— Aim of the task —
From the material below, copy out each line with the word "filtering" in it.

········

PR #1529, opened 2020-08-22
fix(TimeSeriesCard): don't filter null values

### LINKED ISSUE #1528: [TimeSeriesCards] null values aren't displayed
### Describe the bug

When TimeSeriesCard is passed null values, it skips over them without any indication of the missing data.

### To Reproduce

1. Go to any TimeSeriesCard story
2. Pass it null values (along with valid values for the bigger picture)
3. See that the chart only displays the non-null values as if the null values never happened

### Expected behavior

TimeSeriesCard's should show all valid data, including null values. Its important to know that a device had missing or null data and there should be a gap between the lines to show this

### Environment/versions:

- OS: MacOS
- Browser: chrome
- `carbon-addons-iot-react` version: 2.111.1

### Additional context

Related internal issue: https://github.ibm.com/wiotp/monitoring-dashboard/issues/523

upcoming release?

None

sstone2423:
Closes #1528 

**Summary**

- When null values are passed to TimeSeriesCard, we should display a gap in the line charts where the data is missing to give the user an indication of the null values

Related Carbon Charts PR: https://github.com/carbon-design-system/carbon-charts/pull/464/files

- Remove null filtering of data values
- Add additional conditional to timestamp to make sure the `undefined === undefined` race condition does not occur

- Go to any TimeSeriesCard story and pass it a mix of null and valid values
- You should see a gap in the line where the null values were passed

### DIFF
--- a/src/components/TimeSeriesCard/TimeSeriesCard.jsx
+++ b/src/components/TimeSeriesCard/TimeSeriesCard.jsx
@@ -156,10 +156,10 @@ export const formatChartData = (timeDataSourceId = 'timestamp', series, values) 
       // First filter based on on the dataFilter
       const filteredData = filter(values, dataFilter);
       if (!isEmpty(filteredData)) {
-        // have to filter out null values from the dataset, as it causes Carbon Charts to break
         filteredData
           .filter(dataItem => {
-            return !isNil(dataItem[dataSourceId]) && dataItem[timeDataSourceId] === timestamp;
+            // only allow valid timestamp matches
+            return !isNil(dataItem[timeDataSourceId]) && dataItem[timeDataSourceId] === timestamp;
           })
           .forEach(dataItem =>
             data.push({


src/components/TimeSeriesCard/TimeSeriesCard.jsx
```diff
@@ -156,10 +156,10 @@ export const formatChartData = (timeDataSourceId = 'timestamp', series, values)
       // First filter based on on the dataFilter
       const filteredData = filter(values, dataFilter);
       if (!isEmpty(filteredData)) {
-        // have to filter out null values from the dataset, as it causes Carbon Charts to break
         filteredData
           .filter(dataItem => {
-            return !isNil(dataItem[dataSourceId]) && dataItem[timeDataSourceId] === timestamp;
+            // only allow valid timestamp matches
+            return !isNil(dataItem[timeDataSourceId]) && dataItem[timeDataSourceId] === timestamp;
```
scottdickerson, line 162: Isn't this still filtering out the null values here?

sstone2423: This is filtering the null or undefined timestamps. Without this, we wouldn't know when the null value came in. The swap here was to stop filtering out the actual null data values. The timestamp should still be valid though

bjornalm (approved):

PR #1537, opened 2020-08-25
feat(table): Manage view modal

### LINKED ISSUE #1308: [table] manage existing views modal
### Summary
As part of #1210 we need to create a modal that lets the user manage existing views.

**Additional context**
The modal would look like this:
image

- search name of existing views
- filter on public true/false
- list views displaying (name, description, private/public, default/not default
- trigger "view edit mode"
- trigger view deletion

**Questions**
@davidicus @lukefirth @amymillett
1. Do we need to support server search/filtering, i.e. some sort of async update that might take time?
2. How does a long list look like? e.g. use scrolling? load from server while scrolling? pagination?
3. Editing a view will open up the same modal as the "Save view" but pre filled with the name etc . So I assume that the "Manage Views Modal" will close, but what happens after the view was saved. Does the "Manage Views Modal" reopen or stay closed?
4. What happens when the user clicks on delete, should there not be a warning before a destructive action? Or should an undo option be presented in a toast or something?
5. Are the colors correct? The default modal background is white and the default search field is gray, in this design it is the other way around. 
6. Should all views in the list always be editable and deletable or should that be a property of the list item itself?

bjornalm:
Closes #1308

**Summary**
A highly customisable modal built for managing table views. The component is built as component outside the actual table but only make sense in the context of table view management.

Default:
image

Heavily customised:
image

1. Created component TableManageViewsModal that lets a user list, search, filter and take actions on views. The state needed for search, pagination etc is handled by the application via callbacks.
2. Created a TableManageViewsList component as a subcomponent of the TableManageViewsModal that in turn uses the List compoinent.
3. Created 2 stories as a sub section of the table stories. One that demonstrates and with info explains the full usage and the other how to customise the modal. 
4. Wrote unit tests

* Go to [/story/watson-iot-table-tablemanageviewsmodal--with-callbacks-implemented](https://deploy-preview-1537--carbon-addons-iot-react.netlify.app/?path=/story/watson-iot-table-tablemanageviewsmodal--with-callbacks-implemented)
  * Test the knobs 
  * Test that all the functionality is working according to spec
  * Verify the info text
* Go to [story/watson-iot-table-tablemanageviewsmodal--with-custom-row-actions-custom-rendering-and-no-pagination](https://deploy-preview-1537--carbon-addons-iot-react.netlify.app/?path=/story/watson-iot-table-tablemanageviewsmodal--with-custom-row-actions-custom-rendering-and-no-pagination)
  * Test that it looks ok and that the actions are working as storybook actions
  * Verify the info text

### DIFF
--- a/.storybook/__snapshots__/Welcome.story.storyshot
+++ b/.storybook/__snapshots__/Welcome.story.storyshot
@@ -2569,6 +2569,18 @@ exports[`Storybook Snapshot tests and console checks Storyshots 0/Getting Starte
                   <div
                     className="bx--structured-list-td"
                   >
+                    TableManageViewsModal
+                  </div>
+                </div>
+                <div
+                  className="bx--structured-list-row"
+                >
+                  <div
+                    className="bx--structured-list-td"
+                  />
+                  <div
+                    className="bx--structured-list-td"
+                  >
                     TableSkeletonWithHeaders
                   </div>
                 </div>
--- a/src/components/List/List.jsx
+++ b/src/components/List/List.jsx
@@ -24,6 +24,8 @@ export const itemPropTypes = {
 };
 
 const propTypes = {
+  /** Specify an optional className to be applied to the container */
+  className: PropTypes.string,
   /** list title */
   title: PropTypes.string,
   /** search bar call back function and search value */
@@ -64,6 +66,7 @@ const propTypes = {
 };
 
 const defaultProps = {
+  className: null,
   title: null,
   search: null,
   buttons: [],
@@ -87,6 +90,7 @@ const defaultProps = {
 const List = forwardRef((props, ref) => {
   // Destructuring this way is needed to retain the propTypes and defaultProps
   const {
+    className,
     title,
     search,
     buttons,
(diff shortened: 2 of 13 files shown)


davidicus:
There are some minor visual defects in RTL mode.

bjornalm:
> There are some minor visual defects in RTL mode.

Good catch, I've fixed a missing spacing between the checkbox and the search field and removed quoting ("") around the view name in the delete warning message that looked strange in RTL for some reason. The modal header also looked a bit strange but it is apparently how the standard modal header looks in RTL. I also notice the tooltip of the row actions, but that should be fixed in the ListItem component, so I created an issue for that [here](https://github.com/carbon-design-system/carbon-addons-iot-react/issues/1540).  Are there any other RTL issues that you noticed?

bjornalm:
> Not sure why it's got the component listed as `F` in the info section of the story. It looks good otherwise.
> 
> image

That is strange. I don't see that locally in dev mode, so it might be related to the build. @tay1orjones, any ideas? We are moving away from the Storybook addon-info right?

PR #536, opened 2019-07-23
Fix issue with parsing legacy HD keypath

riordant:
Fixes issue where old keypath format does not parse correctly in `importwallet`. Also adds information on hardened components to `CKeyMetadata`

### DIFF
--- a/src/wallet/walletdb.h
+++ b/src/wallet/walletdb.h
@@ -58,6 +58,9 @@ enum DBErrors
     DB_NEED_REWRITE
 };
 
+// {value, isHardened}
+typedef pair<int64_t,bool> Component;
+
 /* simple HD chain data model */
 class CHDChain
 {
@@ -107,8 +110,8 @@ public:
     int nVersion;
     int64_t nCreateTime; // 0 means unknown
     std::string hdKeypath; //optional HD/bip32 keypath
-    int64_t nChange; // HD/bip32 keypath change counter
-    int64_t nChild; // HD/bip32 keypath child counter
+    Component nChange; // HD/bip32 keypath change counter
+    Component nChild; // HD/bip32 keypath child counter
     CKeyID hdMasterKeyID; //id of the HD masterkey used to derive this key
 
     CKeyMetadata()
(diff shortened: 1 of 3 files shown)


src/wallet/walletdb.h
```diff
@@ -124,9 +125,11 @@ class CKeyMetadata
...
         if(hdKeypath=="m")
             return false;
-        boost::split(nComponents, hdKeypath, boost::is_any_of("/"), boost::token_compress_on);
-        nChange = boost::lexical_cast<int64_t>(nComponents[4]);
-        nChild = boost::lexical_cast<int64_t>(nComponents[5]);
+        std::string hdKeypathNonHardened = hdKeypath;
+        boost::erase_all(hdKeypathNonHardened, "'");
+        boost::split(nComponents, hdKeypathNonHardened, boost::is_any_of("/"), boost::token_compress_on);
+        nChange = boost::lexical_cast<int64_t>(nComponents[nComponents.size()-2]);
+        nChild = boost::lexical_cast<int64_t>(nComponents[nComponents.size()-1]);
```
thebevrishot: I think we should support or return false when we found hardened key instead of treat it as non-hardened.

riordant: Yes this is good suggestion, and I have actually extended this code to include a "Keypath" class, which will be needed when we add BIP39 support. However for now, `nChange` and `nChild` are only used by the BIP44 path, so this works without a big change.

thebevrishot: Then we should return false in hardened case. To let caller handle it for this release.

riordant: I don't understand what you mean. Do you mean adding `isHardened` books for `nChange` and `nChild`?

riordant: @thebevrishot Added information related to "hardened" values.

src/wallet/walletdb.h
```diff
@@ -58,6 +58,9 @@ enum DBErrors
     DB_NEED_REWRITE
 };
 
+// {value, isHardened}
+typedef pair<int64_t,bool> Component;
```
thebevrishot: Four bytes is enough. We can use uint32_t follow the function `CPubKey CWallet::GenerateNewKey(uint32_t nChange)`.

https://github.com/bitcoin/bips/blob/master/bip-0032.mediawiki#extended-keys

riordant: Agree. Updated

src/wallet/walletdb.h
```diff
@@ -125,8 +129,17 @@ class CKeyMetadata
...
             return false;
         boost::split(nComponents, hdKeypath, boost::is_any_of("/"), boost::token_compress_on);
-        nChange = boost::lexical_cast<int64_t>(nComponents[4]);
-        nChild = boost::lexical_cast<int64_t>(nComponents[5]);
+        std::string nChangeStr = nComponents[nComponents.size()-2];
+        std::string nChildStr  = nComponents[nComponents.size()-1];
+
+        nChange.second = (nChangeStr.find("'") != string::npos);
+        boost::erase_all(nChangeStr, "'");
+        nChange.first = boost::lexical_cast<int64_t>(nChangeStr);
```
thebevrishot: sorry, I forgot to point here to be updated too.

src/wallet/walletdb.h
```diff
@@ -125,8 +129,17 @@ class CKeyMetadata
...
+
+        nChild.second = (nChildStr.find("'") != string::npos);
+        boost::erase_all(nChildStr, "'");
+        nChild.first = boost::lexical_cast<int64_t>(nChildStr);
```
thebevrishot: same issue

riordant: Correct, updated.

PR #545, opened 2019-07-26
Implement denomination creation for Exodus

### LINKED ISSUE #533: Implement denomination creation
This need to be a complete implementation (consensus level, wallet level, etc.). Store available denominations for each property in `CMPSPInfo`.

- [x] Implementation [6]
- [x] Review [1]

ultimaweapon:
## PR intention
Resolve #533


src/exodus/createpayload.cpp
```diff
@@ -549,5 +549,25 @@ std::vector<unsigned char> CreatePayload_ExodusAlert(uint16_t alertType, uint32_
     return payload;
 }
 
+std::vector<unsigned char> CreatePayload_CreateDenomination(uint32_t propertyId, uint64_t value)
+{
+    std::vector<unsigned char> payload;
+
+    uint16_t messageType = 1025;
```
thebevrishot: better to use `EXODUS_TYPE_CREATE_DENOMINATION` instead.

src/exodus/createpayload.h
```diff
@@ -39,5 +39,6 @@ std::vector<unsigned char> CreatePayload_MetaDExCancelEcosystem(uint8_t ecosyste
 std::vector<unsigned char> CreatePayload_ExodusAlert(uint16_t alertType, uint32_t expiryValue, const std::string& alertMessage);
 std::vector<unsigned char> CreatePayload_DeactivateFeature(uint16_t featureId);
 std::vector<unsigned char> CreatePayload_ActivateFeature(uint16_t featureId, uint32_t activationBlock, uint32_t minClientVersion);
+std::vector<unsigned char> CreatePayload_CreateDenomination(uint32_t propertyId, uint64_t value);
```
thebevrishot: I believe type of `value` should be int64_t instead because it's need to be compatible with `CAmount`.

src/exodus/rpctx.cpp
```diff
@@ -1481,6 +1481,53 @@ UniValue exodus_sendalert(const UniValue& params, bool fHelp)
...
+UniValue exodus_sendcreatedenomination(const UniValue& params, bool fHelp)
+{
+    if (fHelp || params.size() != 3) {
+        throw std::runtime_error(
+            "exodus_sendcreatedenomination \"fromaddress\" propertyid \"value\"\n"
+            "\nCreate a new denomination for the given property.\n"
+            "\nArguments:\n"
+            "1. fromaddress          (string, required) the address to send from\n"
+            "2. propertyid           (number, required) the property to create a new denomination\n"
+            "3. value                (string, required) the value of denomination to create\n"
```
thebevrishot: better to also support number.

src/exodus/tx.cpp
```diff
@@ -797,6 +800,26 @@ bool CMPTransaction::interpret_UnfreezeTokens()
...
 }
 
+/** Tx 1025 */
+bool CMPTransaction::interpret_CreateDenomination()
+{
+    if (pkt_size < 16) {
+        return false;
+    }
+
+    memcpy(&property, &pkt[4], 4);
```
thebevrishot: better to use `sizeof(property)` instead.

src/exodus/tx.cpp
```diff
@@ -797,6 +800,26 @@ bool CMPTransaction::interpret_UnfreezeTokens()
...
+    swapByteOrder32(property);
+    memcpy(&nValue, &pkt[8], 8);
```
thebevrishot: same issue

src/exodus/tx.cpp
```diff
@@ -2335,6 +2361,59 @@ int CMPTransaction::logicMath_UnfreezeTokens()
...
+        PrintToLog("%s(): rejected: type %d or version %d not permitted for property %d at block %d\n",
+                __func__,
+                type,
+                version,
+                property,
+                block);
+        return PKT_ERROR_TOKENS - 22;
+    }
+
+    if (!nValue || nValue > MAX_INT_8_BYTES) {
```
thebevrishot: if change nValue to int64_t this should be changed to `< 0`

src/exodus/createpayload.cpp
ultimaweapon: The problems is it will look ugly because other functions in the files hard-coded like this. But I agree we should not hard-coded like this so I will fix all of other functions.

src/exodus/createpayload.h
ultimaweapon: Same as previous issue. If we want to fix this one we should fix the other too, which need a lot of effort so I think we should fix it later.

src/exodus/rpctx.cpp
ultimaweapon: We can't due to it will have problems with JavaScript client.

src/exodus/tx.cpp
ultimaweapon: If we use this way we need to use it for `pkt[4]` too, which will loo ugly for the late member (e.g. `memcpy(&nValue, &pkt[sizeof(type) + sizeof(version) + sizeof(property)], sizeof(nValue));`). My idea is we should keep this way for now and find a better way and refactor it later.

src/exodus/tx.cpp
ultimaweapon: Same as previous comment.

src/exodus/tx.cpp
ultimaweapon: We can't do that for now due to it need to check a lot. Will be better to refactor it later.

src/exodus/createpayload.h
thebevrishot: agree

········

— Task output —
- Remove null filtering of data values
scottdickerson, line 162: Isn't this still filtering out the null values here?
sstone2423: This is filtering the null or undefined timestamps. Without this, we wouldn't know when the null value came in. The swap here was to stop filtering out the actual null data values. The timestamp should still be valid though
1. Do we need to support server search/filtering, i.e. some sort of async update that might take time?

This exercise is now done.